Schwarzschild black hole as moving puncture in isotropic coordinates

TL;DR

This paper analyzes stationary 1+log slices of Schwarzschild spacetime in isotropic coordinates to understand the coordinate singularity at the puncture, aiding numerical black hole simulations.

Contribution

It introduces an alternative integration method for isotropic coordinates that simplifies calculations and provides insights into the local behavior near the puncture.

Findings

Certain quantities are well approximated linearly near the puncture

The isotropic radius may have an exponent close to but not exactly one

The method improves understanding of coordinate singularities in black hole simulations

Abstract

The success of the moving puncture method for the numerical simulation of black hole systems can be partially explained by the properties of stationary solutions of the 1+log coordinate condition. We compute stationary 1+log slices of the Schwarzschild spacetime in isotropic coordinates in order to investigate the coordinate singularity that the numerical methods have to handle at the puncture.
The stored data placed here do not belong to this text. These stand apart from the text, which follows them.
PR #6544, opened 2026-07-23
feat(phase-ai): add graveyard type-diversity axis + GraveyardTypesPolicy

minion1227:
## Summary
Adds a **graveyard card-type-diversity axis** (`GraveyardTypesFeature`) and its companion `GraveyardTypesPolicy` — the delirium / descend / threshold / Goyf axis.

CR 207.2c lists delirium, descend and threshold as **ability words** with no rules meaning, so the mechanical content is entirely the underlying "N or more card types among cards in your graveyard" condition (CR 205.2a). **95 cards** in the corpus read that quantity, and nothing in the AI modelled the graveyard's type spread: a self-mill that supplied the fourth distinct card type — switching every delirium payoff on — scored exactly the same as one that added a redundant fifth creature.

**Three structural axes, no card-name matching:**

| Axis | AST surface |
|---|---|
| threshold payoffs | `QuantityComparison` whose lhs is `DistinctCardTypes { Zone { Graveyard, Controller } }` |
| scaling payoffs | the same quantity as a dynamic magnitude, no threshold (Consuming Blob, Tarmogoyf) |
| enablers | `Mill` / `DiscardCard` / `Discard` / `Surveil` scoped to the controller |

Two details worth flagging for review:

- `StaticDefinition.condition` and `TriggerDefinition.condition` are **distinct enums** that happen to share the `QuantityComparison` shape. Each gets its own extractor rather than a forced conversion — Backwoods Survivalists puts the delirium clause on the static, Autumnal Gloom puts it on the trigger.
- A threshold payoff is deliberately **not** also counted as a scaling payoff, or delirium cards would be double-weighted in the commitment formula. There is a test pinning this.

`highest_threshold` is tracked so a descend 8 deck does not think it is finished at four card types. Opponent-scoped counts and opponent-scoped mill are both rejected — punishing an opponent's diverse graveyard, or filling it, does nothing for this deck's own threshold.

**Commitment is a geometric mean over (payoff, enabler)** — unlike the poison axis, both pillars are mandatory. Payoffs with no enablers never turn on reliably; enablers with no payoff are just self-mill. Neither is this archetype, and both collapse to `0.0` (two tests pin the collapse). Calibrated to a Modern delirium shell (8 threshold + 2 scaling + 8 enablers over 37 nonland) > 0.85, with a lone-Tarmogoyf anti-calibration below the floor.

**Policy** scores by threshold *deficit*: strong band when the action supplies the **last missing type**, scaled down as the deficit grows. Once the count is at or above the deck's highest threshold the branch scores **zero** — every payoff is already live, so more diversity buys nothing, and scoring it would make the AI durdle with self-mill after delirium is already on.

## Files changed
- `crates/phase-ai/src/features/graveyard_types.rs` (new)
- `crates/phase-ai/src/features/tests/graveyard_types.rs` (new)
- `crates/phase-ai/src/policies/graveyard_types.rs` (new)
- `crates/phase-ai/src/policies/tests/graveyard_types.rs` (new)
- `crates/phase-ai/src/features/mod.rs`, `policies/mod.rs`, `policies/registry.rs`, `policies/tests/mod.rs`, `features/tests/mod.rs`, `config.rs`

## CR references
- `CR 207.2c` — delirium / descend / threshold / undergrowth are ability words with no rules meaning
- `CR 205.2a` — the card types
- `CR 404.1` — a graveyard is its owner's discard pile
- `CR 109.2a` + `CR 400.1` — zone scoping for the count
- `CR 109.3` — conjunction rule for the `And` arms of the condition and filter walks
- `CR 701.17` Mill · `CR 701.25` Surveil

Every number grep-verified against `docs/MagicCompRules.txt` before it was written.

## Performance
`verdict()` runs per candidate per search node, so predicate order is deliberate: the card-local AST check (`fills_own_graveyard_parts` over just this candidate's abilities) runs **first** and rejects almost every candidate. Only a confirmed graveyard-filler pays for the graveyard scan, which walks one zone's objects and never touches the battlefield, mana affordability, `find_legal_targets`, or any `SimulationFilter`-cloning path. `activation()` opts the whole policy out below the commitment floor.

## Measurement — `cargo ai-gate` with a paired control

```
| matchup             | baseline p0% | current p0% | flips W→L | flips L→W | sign p | status |
| affinity-mirror     | 20%          | 40%         | 0         | 0         | —      | WARN   |
| enchantress-mirror  | 50%          | 40%         | 3         | 2         | 0.3438 | WARN   |
| red-mirror          | 70%          | 30%         | 5         | 1         | 0.0625 | WARN   |
compare: 0 FAIL, 3 WARN, 0 PASS, 0 NEW, 0 REMOVED
```

**Those WARNs are pre-existing and not caused by this PR.** I ran the identical gate on clean `upstream/main` (ebd884448 — this branch's exact base) as a control, and it produces a **byte-identical** report: same three WARNs, same flip counts, same p-values. `crates/phase-ai/baselines/suite-baseline.json` was last refreshed 2026-06-17 (#3492), roughly 200 upstream commits ago.

Consistent with that, none of the three gate matchups is a graveyard-diversity deck, so `GraveyardTypesPolicy::activation` returns `None` and the policy never fires on them — the control proves it empirically rather than by argument.

**I deliberately did not refresh the baseline.** Absorbing pre-existing divergence into a baseline as part of an unrelated feature PR would hide upstream drift. Flagging it instead: the suite baseline looks due for a refresh on its own commit.

## Verification
- `cargo test -p phase-ai --lib` — **1381 passed; 0 failed** (16 feature tests + 3 policy tests new)
- `cargo clippy -p phase-ai --all-targets -- -D warnings` — clean
- `cargo fmt --all` — clean
- `cargo ai-gate` — 0 FAIL, with the paired control above

## Notes
- `graveyard_types_progress` is registered in `UNTUNED_POLICY_PENALTY_FIELDS` pending a paired-seed calibration.
- Tests live in `features/tests/` and `policies/tests/` per the house convention (no `#[cfg(test)]` in source files).
- **Boundary with `reanimator`:** that axis detects graveyard *recursion targets* — what is worth bringing back. This one measures the graveyard's *type spread*. A graveyard of four creatures is excellent for reanimator and useless for delirium; the axes are independent by design.
- **Known limitation:** fetchland-style land sacrifice and cycling are not counted as enablers. Both do add a card type in practice, but neither is a direct self-mill/discard effect, so folding them in would need a separate structural signal — a reasonable follow-up rather than a silent widening here.

Tier: Frontier

## Summary by CodeRabbit

* **New Features**
  * Added graveyard-type feature detection (threshold payoffs, scaling-only payoffs, and self-graveyard enablers) and surfaced it in deck analysis.
  * Introduced a Graveyard Types tactical AI policy that scores actions by distinct graveyard core types, gated by a commitment floor.
* **Bug Fixes**
  * Improved recognition of actions that truly fill the player’s own graveyard, with broader targeting/scoping support.
* **Config Updates**
  * Added the `graveyard_types_progress` calibration weight for threshold progress scoring (backward-compatible deserialization).
* **Tests**
  * Added unit tests covering feature detection, policy scoring, authoritative graveyard-fill semantics, and legacy config loading.


matthewevans (changes requested):
Thanks for the focused implementation. I need a revision before we can merge this current head.

1. `PolicyPenalties` is deserialized as a complete value from existing tuning artifacts (`ai_tune.rs`), but the new `graveyard_types_progress` field has no serde default. Every artifact produced before this PR therefore fails to load with a missing-field error instead of retaining the shipped default. Please add the same field-level default pattern used by the neighboring recently-added penalties, and cover deserializing an artifact that predates this field.

2. The scaling-only case is given `DEFAULT_DELIRIUM_THRESHOLD` in the feature even though it has no threshold. The policy then returns neutral as soon as the graveyard has four types, so it stops rewarding progress for a payoff that continues to scale. Model the absence of a threshold distinctly and add a verdict-level test that a scaling-only deck still receives the intended progress signal above four types.

3. Threshold extraction ignores `Comparator`, treats `Not` as positive, and takes the maximum threshold under both `And` and `Or`. This misclassifies conditions such as “fewer than four types” or negated comparisons as delirium payoffs; `Or` also does not make every child a mandatory gate. Please normalize only genuinely positive mandatory comparisons (including the correct strict-`>` boundary) and reject/infer the rest according to the condition's truth semantics. Tests need to discriminate `GE`, `GT`, negative comparators, negation, and compound conditions.

4. `quantity_reads_own_graveyard_types` accepts `CountScope::All`, while `distinct_graveyard_types` deliberately scans only the AI player's owned graveyard. Consequently an all-graveyards payoff is detected as an own-graveyard plan but the policy computes a different quantity (e.g. the parsed all-graveyards Tarmogoyf-class shape). Either keep the feature/policy strictly controller-scoped or carry the source scope through and resolve it consistently at decision time.

5. The candidate lookup does not use the action's authoritative ability semantics. On `CastSpell` it walks every ability on the object, so casting a permanent with an activated self-mill/discard ability is rewarded even when the spell itself does not fill a graveyard. On `ActivateAbility` it indexes `GameObject::abilities` directly even though `cast_facts::effective_activated_ability` documents that this is not the engine's authoritative enumerated index space for runtime-granted abilities. Please use the established cast/activated-ability fact helpers (and the spell-only cast effect chain) and add regression coverage for both decisions.

I agree with the substantive current CodeRabbit reports on the threshold, scope, and cast-action issues and am leaving those threads intact. Its wildcard-exhaustiveness observation is a non-blocking style concern; the semantic fixes above are required first.

minion1227:
Addressed all five blocking items in `ec075b9d5`.

**1 — Preserve pre-field `PolicyPenalties` artifacts.** `graveyard_types_progress` now carries `#[serde(default = "default_graveyard_types_progress")]`, with `Default` and the serde attribute calling that one shared fn (matching the neighbouring recently-added penalties). Added `policy_penalties_load_pre_graveyard_types_artifact`: it strips the key from a serialized artifact, tunes a neighbour, and asserts the tuned value survives while the absent field falls back to the shared default — the exact `ai_tune.rs` `TuneGroup::Penalties` path.

**2 — Model the absence of a threshold distinctly.** `highest_threshold` is now `Option<u32>`; the fabricated `DEFAULT_DELIRIUM_THRESHOLD` fallback and the const itself are gone. The policy branches accordingly: a threshold deck races to its gate; **any deck with a scaling payoff keeps earning a diminishing-but-nonzero signal past it**, so a Consuming Blob / Tarmogoyf deck is no longer truncated at four types. Covered by `verdict_still_rewards_scaling_only_deck_above_four_types` (the test you asked for), plus `verdict_mixed_deck_keeps_scaling_past_threshold` and `scaling_only_deck_has_no_threshold`.

**3 — Respect comparator direction and negation.** Extraction now normalizes only genuinely positive mandatory gates:
- `>=` / `>` accepted, with the strict-bound off-by-one (`> 3` ⟺ `>= 4`), in **either orientation** (`N <= types` flips to `types >= N`).
- `<`, `<=`, `=`, `!=` rejected — they reward fewer or an exact count, so self-mill toward N is not what they want.
- `Not` no longer passes through as positive: negating "N or more types" is a "fewer than N" condition.
- `And` takes the max mandatory threshold. `Or` yields one **only when every branch is a graveyard threshold** (then the minimum) — a single non-graveyard branch means the payoff can fire without delirium, so it is not a mandatory gate.

Tests discriminate `GE`, `GT` boundary, each negative comparator, negation, mirrored orientation, and both compounds.

**4 — Keep the axis strictly controller-scoped.** `quantity_reads_own_graveyard_types` no longer accepts `CountScope::All`. Since `distinct_graveyard_types` counts only the AI's owned graveyard, an all-graveyards payoff would otherwise be detected as an own-graveyard plan while the policy measured a different quantity (exactly the Tarmogoyf-class mismatch you flagged). The scope match is now explicit — `Controller`/`Owner` per CR 108.3 + CR 109.5 — with `all_graveyards_scope_is_not_own_graveyard` pinning it.

**5 — Use the action's authoritative ability semantics.** `CastSpell` now inspects only the spell's own resolution chain via `CastFacts::primary_effects`, so casting a permanent that merely *has* an activated self-mill ability is no longer credited. `ActivateAbility` resolves through `cast_facts::effective_activated_ability` — the engine's enumerated index space, correct for runtime-granted abilities where `GameObject::abilities` is not. Regression coverage for both: `verdict_ignores_cast_of_a_body_with_an_activated_mill` (fails if the cast path regresses to walking every ability), `verdict_credits_the_activated_mill_ability`, and `verdict_credits_a_spell_that_mills_on_resolution`.

**Also:** the verdict now routes through `PolicyVerdict::score` rather than the band-specific helpers, so a tuned-up scalar auto-bands instead of tripping `score_in_band`'s assertion — the same latent-fragility fix that surfaced on #6543.

**Verification**
- `cargo test -p phase-ai --lib` — 1401 passed (graveyard suite 12 → 39 tests, adding the whole verdict layer against a real `PolicyContext`).
- `cargo clippy -p phase-ai -p engine --all-targets --features proptest -- -D warnings` — clean.

On CodeRabbit's wildcard-exhaustiveness note: I left the large `StaticCondition` / `TriggerCondition` matches on `_ => None` as you indicated it is non-blocking style, but made the `CountScope` arm explicit since item 4 required reasoning about it anyway.

matthewevans:
**All five prior blockers are genuinely fixed — I re-verified each independently rather than taking the summary. Two new blockers remain, and they're about *reach*, not correctness: as built, the axis switches itself off for the flagship delirium shell.**

## ✅ The five prior blockers — verified fixed

| # | Item | Evidence |
|---|---|---|
| 1 | `PolicyPenalties` deserialize default | `config.rs:469-470` per-field `#[serde(default = "default_graveyard_types_progress")]`, shared fn at `:543-545`, and `Default` calls that same fn at `:535` — so the default can't drift between the two paths. Registered in `UNTUNED_POLICY_PENALTY_FIELDS` `:740-744`. |
| 2 | Invented four-type threshold | Gone. `highest_threshold: Option<u32>` at `features/graveyard_types.rs:70`; `DEFAULT_DELIRIUM_THRESHOLD` greps clean across all ten files. |
| 3 | `Comparator` semantics | `positive_graveyard_threshold` `:260-287` — GE takes the bound, GT takes bound+1, `LT`/`LE`/`EQ`/`NE` yield `None`, **exhaustive match with no `_` arm**, plus `flip_comparator` `:299-308` for the mirrored orientation. |
| 4 | `Not` / `Or` composition | `Not` → `None` (`:216`, `:237`); `Or` yields a threshold only when *every* branch has one, then takes the min (`:246-250`, with empty-`Or` correctly collapsing to `None`); `And` takes the max (`:203-206`, `:230-233`). |
| 5 | `CountScope::All` | `quantity_reads_own_graveyard_types` `:319-331` matches `Controller | Owner` only. |

The serde fix is the real thing rather than a half-fix: `policy_penalties_load_pre_graveyard_types_artifact` (`config.rs:1520-1544`) removes the key, tunes a *neighbouring* field to `-3.5`, and asserts both that the neighbour survives and that the absent field lands on the shared default. And `PolicyVerdict::score` is a band helper, not a raw sentinel — `registry.rs:195-208` dispatches by magnitude into `nudge`/`preference`/`strong`/`critical` and clamps at `CRITICAL_MAX`. No violation there.

## 🔴 Blocker 1 — enabler detection never reads `face.triggers`, which zeroes the whole axis

`features/graveyard_types.rs:131` calls `fills_own_graveyard_parts(&face.abilities)` and nothing else.

The consequence is not "some cards score slightly low" — it's total inertness, and the mechanism is worth spelling out because it's non-obvious:

- `compute_commitment` ends at `:183` with `commitment::geometric_mean(&[payoff_density, enabler_density])`.
- A geometric mean is zero if **any** factor is zero. So `enabler_count == 0` ⇒ `enabler_density == 0` ⇒ `commitment == 0.0`.
- `GraveyardTypesPolicy::activation` (`policies/graveyard_types.rs:81-86`) returns `None` below `GRAVEYARD_TYPES_FLOOR = 0.35`.

So a deck whose enablers are all trigger-borne scores nothing at all. **Stitcher's Supplier — the archetypal delirium enabler — is literally `abilities: []` with two Mill triggers** (verified in `card-data.json`). Same shape for Aberrant Researcher, Acolyte of Affliction, Aftermath Analyst.

Scale: walking `abilities` vs `triggers` over `card-data.json`, I count **237 faces** carrying a controller-scoped `Effect::Mill` in `triggers` and none in `abilities`. (Method: recursive effect-node walk over each face's `abilities` and `triggers`, `target ∈ {Controller, You}`, `a-` Alchemy variants included. Treat it as the right order of magnitude rather than an exact figure — a stricter `triggers[*].execute`-only walk yields a somewhat lower number.)

The house pattern already exists: `features/aristocrats.rs:313` and `features/tokens_wide.rs:120-124` walk `face.abilities` **and** `face.triggers[*].execute` together. Fix is to mirror `tokens_wide::is_token_generator_parts`.

## 🔴 Blocker 2 — threshold extraction misses the third condition carrier, and the obvious fix still misses it

`features/graveyard_types.rs:101-112` reads `static_abilities[*].condition` and `triggers[*].condition`. There is a third carrier: `AbilityDefinition.condition: Option<AbilityCondition>` (`engine/src/types/ability.rs:16265`), which holds the same `QuantityCheck` shape via `AbilityCondition::ConditionInstead { inner }`.

**The important detail — and this is a correction to make before you code it:** on Traverse the Ulvenwald the gate is **not** at `abilities[0].condition`. It's at `abilities[0].sub_ability.condition`:

```json
/abilities[0]/sub_ability/condition
  {"type":"ConditionInstead","inner":{"type":"QuantityCheck",
   "lhs":{"type":"Ref","qty":{"type":"DistinctCardTypes",
          "source":{"type":"Zone","zone":"Graveyard","scope":"Controller"}}},
   "comparator":"GE","rhs":{"type":"Fixed","value":4}}}
```

That falls out of the card's own grammar — *"Delirium — If there are four or more card types among cards in your graveyard, **instead** search…"* is a replacement of the *second* clause, so it lowers onto the sub-ability. A fix that folds only `face.abilities[*].condition` into the `.max()` chain would still return `None` for Traverse. **The extractor has to walk the `sub_ability` / `else_ability` chain.**

Scale: of **67 faces** reading `DistinctCardTypes` over a `Controller`/`Owner` graveyard anywhere, **13 carry it only in the `abilities` chain** — Traverse the Ulvenwald, Descend upon the Sinful, Invasive Surgery, Pick the Brain, Might Beyond Reason, To the Slaughter, Demonic Counsel, Beastie Beatdown, Convert to Slime, Impossible Inferno and others. (Method: `static_abilities` / `triggers` / `abilities`-with-chain-walk, same file.)

**These two blockers are mirror images of each other**, which is what makes me confident it's a systematic omission rather than two unrelated misses: enabler detection reads `abilities` but not `triggers`; threshold detection reads `triggers` but not `abilities`. Worth fixing as one change that gives both detectors the same three-carrier walk. Note the doc comment at `:51` already claims detection is structural over "`static_abilities`, `.triggers` and `.abilities`" — the intent was right, only one detector got each half.

## 🟡 Non-blocking

**`Effect::Dig { rest_destination: Graveyard }` isn't recognized** (`:390-403` matches `Mill`/`DiscardCard`/`Discard`/`Surveil` only). This is arguably the *best* shape on this axis — "reveal N, keep one, rest to graveyard" deposits several distinct types at once. I count **76 faces** using it; verified both spellings of the pattern: Satyr Wayfinder carries it in `triggers` (`abilities: []`), Grisly Salvage in `abilities`. So this one needs the three-carrier walk from Blocker 1 *and* a new effect arm.

**The `CastSpell` gate discards `CastFacts::immediate_etb_triggers`** (`policies/graveyard_types.rs:161-163` uses `facts.primary_effects` only). Excluding *activated* abilities was correct; this overshoots to also exclude ETB triggers, which do fire as a consequence of the cast — that's why `CastFacts` carries them as a separate field (`cast_facts.rs:230-235`). Net effect: casting Stitcher's Supplier or Satyr Wayfinder, i.e. the actual delirium play, returns `graveyard_types_na`. The doc at `:152-156` cites CR 601.2, which I grep-verified at `docs/MagicCompRules.txt:2455` — it supports excluding activated abilities, not ETB triggers.

**Second authority for "does this fill my own graveyard".** `features/reanimator.rs:208-260` already defines `effect_fills_own_graveyard` and documents itself verbatim as *"Single authority — … Shared with the live policy."* This PR re-implements it at `features/graveyard_types.rs:384-417` with a **different answer set**: reanimator accepts `TargetFilter::Any`, this one doesn't; this one accepts `SelfRef` and `Typed { controller: Some(You) }`, reanimator doesn't. Two single authorities disagreeing about one question is precisely the drift the single-authority rule exists to prevent. Extend the reanimator helper and have both call it.

**Docs contradict the item-4 fix.** `features/graveyard_types.rs:59`, `:67` and `policies/graveyard_types.rs:19`, `:130` all name **Tarmogoyf** as a detected scaling payoff. Tarmogoyf counts types *"among cards in all graveyards"* → `CountScope::All`, which `:319-331` now correctly rejects, so it's never detected. Consuming Blob is the right example throughout.

**`policies/graveyard_types.rs:31-32`** claims the scan "walks one zone's objects and never touches the battlefield"; `distinct_graveyard_types` `:53-63` iterates `state.objects.values()` and filters. `GameState` has no zone index, so the implementation is the only option and matches house practice — the comment is just wrong.

**Dead branch** at `policies/graveyard_types.rs:114-118`: `if deficit == 1 { scalar } else { scalar / f64::from(deficit) }` — both arms are identical when `deficit == 1`.

**Fixture path-divergence is why all four gaps ship green.** Every enabler fixture in both test files is an ability-borne `Effect::Mill { target: Controller }` (`features/tests/graveyard_types.rs:95-106`, `policies/tests/graveyard_types.rs:90-97`). No fixture is trigger-borne, `Dig`-borne, or carries a threshold in the `abilities` chain. When you fix the detectors, please add at least one of each — otherwise the next regression here is invisible again.

## 📋 Not your defect — two notes

**The two `CR 109.3` annotations** (`features/graveyard_types.rs:201`, `:413`) don't describe the code. I grep-verified `docs/MagicCompRules.txt:592`: CR 109.3 is the list of an object's *characteristics* (name, mana cost, color, …) and says nothing about conjunction. But this is **inherited verbatim from `features/landfall.rs:126` and `features/enchantments.rs:162`**, and your PR says it mirrors landfall — so it's ours to clean up repo-wide, not yours to fix here. Logical conjunction of a parsed condition tree simply isn't a CR concept.

Every other CR in the PR grep-verifies and describes its code correctly: 207.2c, 205.2a, 108.3, 109.5, 109.2a, 400.1, 404.1, 701.17 (Mill), 701.25 (Surveil), 601.2, 602.2.

**`cargo ai-gate` is a CI check here** ("Paired-seed AI gate"), not something you're expected to run locally. It was `in_progress` at this head along with the Rust shards and the Decision-cost perf gate — nothing failing, just unfinished.

---

**Recommendation: request changes on the two reach blockers.** The correctness work you did on the five prior items is solid and I don't want it lost in the noise — the comparator normalization with its exhaustive match and the empty-`Or` edge case are better than most first attempts at that shape. The remaining problem is that the detectors only see one of three condition carriers each, so the axis never activates for the deck it was written for. One change giving both detectors the same three-carrier, chain-walking scan fixes both blockers and the `Dig` gap together.

minion1227:
Both reach blockers fixed in `f6239086f` — as one change, since they were mirror images of the same omission.

## 🔴 Blocker 1 — enabler detection now reads `face.triggers`

`fills_own_graveyard_parts` takes `(abilities, triggers)` and walks `triggers[*].execute`, mirroring `tokens_wide::is_token_generator_parts`. Your diagnosis of the mechanism was the important part: the geometric mean in `compute_commitment` turns `enabler_count == 0` into `commitment == 0.0`, which falls under `GRAVEYARD_TYPES_FLOOR` and switches the policy off — so this wasn't "scores low", it was inert for the exact deck the axis targets.

Guarded two ways: `trigger_borne_mill_is_an_enabler` (the Stitcher's Supplier shape, `abilities: []` + mill trigger) and `trigger_only_enablers_still_clear_the_floor`, which drives the real commitment path and asserts a trigger-only shell clears the floor — so a regression fails on the *consequence*, not just the predicate.

## 🔴 Blocker 2 — the third condition carrier, walked down the chain

Thanks for the correction before I coded it — it was load-bearing. `ability_graveyard_type_threshold` handles `QuantityCheck` and unwraps `ConditionInstead`, with the same And-max / Or-all-then-min / Not-`None` rules as the other two extractors; `ability_chain_graveyard_type_threshold` then walks `sub_ability` **and** `else_ability`. A top-level-only fold would indeed still have returned `None` for Traverse, so the fixture puts the gate on `abilities[0].sub_ability.condition` exactly as you quoted. All three carriers now feed one `.max()`, verified by `ability_chain_threshold_participates_in_highest_threshold`.

## 🟡 Non-blocking, all taken

- **`Effect::Dig { rest_destination: Graveyard }`** is now an enabler (CR 701.20e). It needed the three-carrier walk as you predicted — covered from both carriers, plus a rest-to-library negative so the arm discriminates on the destination rather than on "is a Dig".
- **`CastSpell` gate no longer drops `immediate_etb_triggers`.** Agreed the CR 601.2 reasoning supports excluding *activated* abilities and overshot to ETB. `verdict_credits_a_cast_whose_etb_trigger_mills` covers the delirium play, with a non-filling-ETB control.
- **Single authority restored.** Extended `reanimator::effect_fills_own_graveyard` (adds `DiscardCard`, `Surveil`, rest-to-graveyard `Dig`; scopes `SelfRef` / `Typed{You}` / `Or` / `And`) and both axes call it. **Flagging the cross-axis effect explicitly:** this widens reanimator's own enabler detection too — surveil and dig-to-graveyard genuinely do fill a graveyard for reanimation, so I believe it's a fix rather than drift, and reanimator's 32 tests still pass. Say the word if you'd rather that widening land separately.
- **Docs:** Tarmogoyf is `CountScope::All` and correctly rejected, so Consuming Blob is the example throughout; the "walks one zone's objects" claim now matches the `state.objects` filter; the enabler list includes `Dig`.
- **Dead branch removed** — `scalar / deficit` already peaks at `scalar` when the deficit is 1.

## On the fixtures

You were right that path-divergence is why all four gaps shipped green, so the fixture set now covers each previously-invisible path: trigger-borne mill, Dig-borne (both carriers) + negative, ability-chain threshold + its `highest_threshold` participation, the commitment-path floor guard, and ETB-trigger casts + control.

Left the two inherited `CR 109.3` annotations alone per your note that they're a repo-wide cleanup.

`cargo test -p phase-ai --lib` — **1409 passed** (graveyard suite 39 → 47). `cargo clippy -p phase-ai -p engine --all-targets --features proptest -- -D warnings` — clean.

minion1227:
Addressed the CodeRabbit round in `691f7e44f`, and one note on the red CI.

We present an alternative integration method to obtain isotropic coordinates that simplifies numerical integration and that gives direct access to a local expansion in the isotropic radius near the puncture. Numerical results have shown that certain quantities are well approximated by a function linear in the isotropic radius near the puncture, while here we show that in some cases the isotropic radius appears with an exponent that is close to but unequal to one.